Public Health Actions for COVID:

  • Boost pediatric vaccinations—especially in under-vaccinated regions—as CDC and past data show lower child hospitalizations in high coverage states (CDC).
  • Expand pediatric testing and antiviral access with seasonally appropriate mask use and hygiene protocols.

Mental Health Safeguards Around AI:

  • Enhance chatbot safety: AI firms (e.g., OpenAI) must implement stronger safeguards—detect mental distress, enforce de-escalation, and escalate to human support when needed (CDC, The Wall Street Journal).
  • Raise public awareness: Users should be informed that AI chatbots are not therapists, and vulnerable individuals should seek professional treatment.
  • Regulate AI’s therapeutic claims: Aligning with Stanford and Bloomberg critiques, policies should prohibit overclaiming AI as therapy, and mandate safety protocols (SFGATE).

Takeaway

The twin crises of rising pediatric COVID-19 ER visits and AI-driven delusions highlight deep stressors in today’s society—biological and digital.
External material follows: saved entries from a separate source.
PR #2554, opened 2020-08-21
Making IMethodInvoker/MethodInvokerFactory public

mathewc:


paulbatum:
I assume this is so the functions host can use compiled lambdas?

brettsam (approved):

PR #2555, opened 2020-08-21
Removing FunctionInstanceWrapper

mathewc:
Removing this unecessary wrapper type to improve performance on the invoke path by removing unnecessary object allocations.


src/Microsoft.Azure.WebJobs.Host/Executors/FunctionExecutor.cs
```diff
@@ -79,94 +70,52 @@ public HostOutputMessage HostOutputMessage
...
                     parameterHelper.Initialize();
-                    functionStartedMessageId = await ExecuteWithLoggingAsync(functionInstance, functionStartedMessage, instanceLogEntry, parameterHelper, logger, cancellationToken);
-                    functionCompletedMessage = CreateCompletedMessage(functionStartedMessage);
+                    functionStartedMessageId = await ExecuteWithLoggingAsync(functionInstanceEx, functionStartedMessage, instanceLogEntry, parameterHelper, logger, cancellationToken);
                 }
                 catch (Exception exception)
                 {
-                    if (functionCompletedMessage == null)
-                    {
-                        functionCompletedMessage = CreateCompletedMessage(functionStartedMessage);
```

While COVID demands traditional public health interventions like vaccination and surveillance, the surge of AI-fueled psychiatric emergencies calls for urgent action, regulation, and ethical AI design. EM departments, pediatricians, and mental health professionals must adapt quickly—ensuring pandemic-era health threats aren’t eclipsed by a parallel digital epidemic.